_REQUIREMENT_.
Using the listing below, work out the number of lines in which "passing" appears; return only that figure.
◆ ◆ ◆ ◆ ◆
PR #143, opened 2021-10-22
Allow passing all available options to volume mount

msisj:

Right now it is possible only to pass mode to mounted volume during container creation. I have no idea what was the reasoning behind it but the Podman REST API is capable of passing more options.

I'm only concerned about backward compatibility :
◆ ◆ ◆ ◆ ◆
_EXERCISE RESPONSE_.
2